TASK STATEMENT:
Go through the records below and report each line with "match" in it.

[Start of Attachment]

PR #2387, opened 2022-08-04
Fix flickering, when panning/scrolling in a fully zoomed-out view

bbc131:
If a `ViewBox` is fully zoomed out (i.e. the current view range equals to the limits), it's still possible to pan the view. 
The values by which the views range changes are extremely small (less than 1e-14), but still this is source of at least some imperfections. Issues I observed are that the `ViewBox.sigRangeChanged` is emitted and that plot or axis might flicker.

### Fix

In `ViewBox.updateViewRange` the desired view range values are compared with the current view range values and if they differ, the `ViewBox.sigRangeChanged` is emitted.
To solve the issue, I replaced the direct comparison of the view-range-values with a threshold based comparison.
So only if the difference between new and old values relative to the total visible span exceeds a value of 1.0e-9 it's considered as a actual change.

### mwe to reproduce the problem

To reproduce the problems, run the mwe below and follow these steps:
1. The view should already be fully zoomed-out but you can ensure it trying to further zoom-out.
2. Now click'n'drag and try to pan the view a few times to the left and a few times to the right.
You'll observe that the "0"- and "1"-tick-labels at the x-axis sometimes (dis)appear, depending on which direction you tried to pan the view.
Further, the printed x-range shows values like 
`x-range: [3.41740524767431e-16, 1.0]` or `x-range: [0.0, 0.9999999999999996]`.

```{python}
import pyqtgraph as pg

app = pg.mkQApp()
plot = pg.PlotWidget()
plot.show()

plot.setMouseEnabled(x=True, y=False)
plot.setLimits(xMin=0.0, xMax=1.0, maxXRange=1.0)
plot.setXRange(min=0.0, max=1.0, padding=0.0)

def print_x_range(plotwidget,view_range):
    print(f"x-range: {view_range[0]}")

plot.sigRangeChanged.connect(print_x_range)

if __name__ == '__main__':
    pg.exec()
```

### DIFF
--- a/pyqtgraph/graphicsItems/ViewBox/ViewBox.py
+++ b/pyqtgraph/graphicsItems/ViewBox/ViewBox.py
@@ -1622,8 +1622,13 @@ class ViewBox(GraphicsWidget):
                     changed[0] = True
                 viewRange[0] = rangeX
 
-
-        changed = [(viewRange[i][0] != self.state['viewRange'][i][0]) or (viewRange[i][1] != self.state['viewRange'][i][1]) for i in (0,1)]
+        # Consider only as 'changed' if the differences are larger than floating point inaccuracies
+        thresholds = [(viewRange[axis][1] - viewRange[axis][0]) * 1.0e-9 for axis in (0,1)]
+        changed = [
+            (abs(viewRange[axis][0] - self.state["viewRange"][axis][0]) > thresholds[axis])
+            or (abs(viewRange[axis][1] - self.state["viewRange"][axis][1]) > thresholds[axis])
+            for axis in (0, 1)
+        ]
         self.state['viewRange'] = viewRange
 
         if any(changed):
--- a/pyqtgraph/graphicsItems/ViewBox/ViewBox.py
+++ b/pyqtgraph/graphicsItems/ViewBox/ViewBox.py
@@ -1622,7 +1622,9 @@ class ViewBox(GraphicsWidget):
                     changed[0] = True
                 viewRange[0] = rangeX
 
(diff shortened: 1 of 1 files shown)


j9ac9k:
Hi @bbc131 

Thanks for the PR, your description of the issue, and the proposed fix.  

My first thought is we could probably do better than 1.0e-9 as the multiplier, and instead use [`self.pixelSize`](https://github.com/pyqtgraph/pyqtgraph/blob/74fa36da37d36a3da52019f673898ff0fe165de0/pyqtgraph/graphicsItems/GraphicsItem.py#L306-L311) but when I was looking that over, I got to thinking it might be too expensive of a call to make.

I would love to get your thoughts on that.

bbc131:
Hi @j9ac9k,

sorry for replying only now, was absent for a while.

I guess you mean something like "consider as changed if view differs by more than a x-th of a pixel". At the first glance I would say this would be easier to understand, but in essence it's more or less the same. You also can't circumvent to define some factor.
Since the origin lies in floating point errors, it's not crucial to use the exact pixel size, so I would stick to the simple version.

j9ac9k:
Hi @bbc131 

No need to apologize!  This looks good to me, only change I would request then is to explicitly state in your comment that 1.0e-9 was chosen arbitrarily to address floating point errors.  When I see constants like that in the code-base I periodically wonder if there was a specific reason that was chosen or not.

I'm good w/ not using `pixelSize` due to your reasoning.

j9ac9k:
LGTM, thanks for the PR!

PR #2389, opened 2022-08-06
Add GraPhysio to the list of projects using pyqtgraph.

jaj42:
This adds GraPhysio to the list of projects using pyqtgraph in README.md. GraPhysio is a GUI program which makes makes it easy to visualize and modify time series data from different input formats. GraPhysio makes heavy use of pyqtgraph.
While here, remove trailing whitespace from the previous line in the file.


j9ac9k:
Thanks for the PR @jaj42 You should add some screenshots to your readme!

jaj42:
Yes you're right, I should add some screenshots. Thanks for the merge!

PR #2395, opened 2022-08-14
map pyqtgraph symbols to a matplotlib equivalent

pijyoi:
This PR maps all the pyqtgraph scatterplot symbols to some matplotlib equivalent such that the `Symbols.py` example can export something to Matplotlib:

master:
before

this PR:
image


j9ac9k:
Nice, having these sorts of things match up between libraries would definitely be something our users appreciate.

LGTM, merging!

PR #2397, opened 2022-08-16
`getHistogramRange` for `HistogramLUTItem`

kremeyer:
`pyqtgraph.HistogramLUTItem` already had the setter `setHistogramRange`, but was missing the getter `getHistogramRange`. I added it.


j9ac9k:
Hi @kremeyer 

Thanks for the PR.  _Normally_ I would say we should move away from `def get<Thing>` naming of methods, as they don't match up w/ the Qt framework's naming scheme, but given that the `HistogramLUTItem` already has numerous methods that follow that naming scheme, I think this is the one place that I'm ok with it.

Thanks for the PR, this LGTM, merging!

PR #2400, opened 2022-08-24
remove MatplotlibWidget from pg namespace

pijyoi:
This PR partially undoes #2366, specifically its import of `MatplotlibWidget` into the `pg` namespace.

[End of Attachment]

RESULT:
Nice, having these sorts of things match up between libraries would definitely be something our users appreciate.
Thanks for the PR.  _Normally_ I would say we should move away from `def get<Thing>` naming of methods, as they don't match up w/ the Qt framework's naming scheme, but given that the `HistogramLUTItem` already has numerous methods that follow that naming scheme, I think this is the one place that I'm ok with it.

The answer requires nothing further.